The Obama Digital Team is Hiring - geekfactor
http://www.barackobama.com/page/jobs
======
geekfactor
You could argue that this is very off topic for HN, and you'd probably be
right, but on the other hand Obama's 2008 campaign was very entrepreneurial in
many ways, and turned out to be a great launching pad for some of the folks
that worked on it.

From the campaign's letter:

 _We need your help recruiting the folks that will wage the most innovative
and effective digital campaign in history, a team that will not just surpass
but demolish our fundraising, communications, and organizing goals._

 _That kind of work takes a lot of people -- and not just people with
political experience.

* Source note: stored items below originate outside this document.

PR #3545, opened 2026-07-02
2849 - fix fix-airbyte-replication wf service_name and schedule

hopep-mobilise:
### Context

We need to add a workflow that is used to monitor and fix Postgres replication slots.
https://trello.com/c/TyRmQvgw/2849-trs-airbyte-changes

- New APP_NAME_SUFFIX env variable created as trs use a suffix on the container deployment name.
- The deployment prefix is not the service_name but the service_short.
- The schedule has been uncommented so that the workflow will run every hour between 00:00 and 09:00

### Guidance to review

The workflow has been tested manually against this branch for dev, pre-production and production with the with check slot = true so that no actions are taken.

### Checklist

-   [x] Attach to Trello card
-   [x] Rebased master
-   [x] Tested by running workflow against the branch in check mode

### DIFF
--- a/.github/workflows/fix-airbyte-replication.yml
+++ b/.github/workflows/fix-airbyte-replication.yml
@@ -20,15 +20,16 @@ on:
                 options:
                     - "true"
                     - "false"
-    # schedule: # hourly every Sunday midnight until 9am
-    #     - cron: "0 0-9 * * 0"
+    schedule: # hourly every Sunday midnight until 9am
+        - cron: "0 0-9 * * 0"
 
 permissions:
     id-token: write
 
 env:
-    SERVICE_NAME: teaching-record-system
+    SERVICE_NAME: trs
     SERVICE_SHORT: trs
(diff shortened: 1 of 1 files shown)


.github/workflows/fix-airbyte-replication.yml
```diff
@@ -20,15 +20,16 @@ on:
                 options:
                     - "true"
                     - "false"
-    # schedule: # hourly every Sunday midnight until 9am
-    #     - cron: "0 0-9 * * 0"
+    schedule: # hourly every Sunday midnight until 9am
+        - cron: "0 0-9 * * 0"
```
rgwenter-mobi, line 24: Why every hour on Sunday?

rgwenter-mobi: agreed this is what's already in place so we'll go with it for now

rgwenter-mobi (approved):

PR #3564, opened 2026-07-09
Added job to delete old ID proofs + handle gracefully in UI

hortha:
### Context

https://github.com/DFE-Digital/teaching-record-team-project-board/issues/30

### DIFF
--- a/src/TeachingRecordSystem.Core/Services/Files/BlobStorageFileService.cs
+++ b/src/TeachingRecordSystem.Core/Services/Files/BlobStorageFileService.cs
@@ -51,6 +51,17 @@ public class BlobStorageFileService : IFileService
         return blobClient.GenerateSasUri(sasBuilder).ToString();
     }
 
+    public async Task<string?> TryGetFileUrlAsync(Guid fileId, TimeSpan expiresAfter)
+    {
+        var blobClient = await GetBlobClientAsync(fileId);
+        if (!await blobClient.ExistsAsync())
+        {
+            return null;
+        }
+
+        return await GetFileUrlAsync(fileId, expiresAfter);
+    }
+
     public async Task<Stream> OpenReadStreamAsync(Guid fileId)
     {
         var blobClient = await GetBlobClientAsync(fileId);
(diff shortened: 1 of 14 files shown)


src/TeachingRecordSystem.Core/Services/Files/BlobStorageFileService.cs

If we're going to transform the way campaigns are run
and use every possible channel to help elect President Obama to a new term, we
need fresh ideas and new talent from creative agencies, non-profits, media
companies, tech startups, and anywhere else that employs people with drive,
skill, and a desire to serve._

 _So here's the deal: We need people from around the country to join us full-
time in our headquarters in Chicago, starting ASAP and committing through
November 2012 for this once-in-a-lifetime chance to use their skills to make a
real difference._

 _It won't pay very well. The hours are terrible. But it will be the most
extraordinary, exhausting and fulfilling professional experience you or
someone you know will ever have._

That last part definitely sounds a lot like a startup!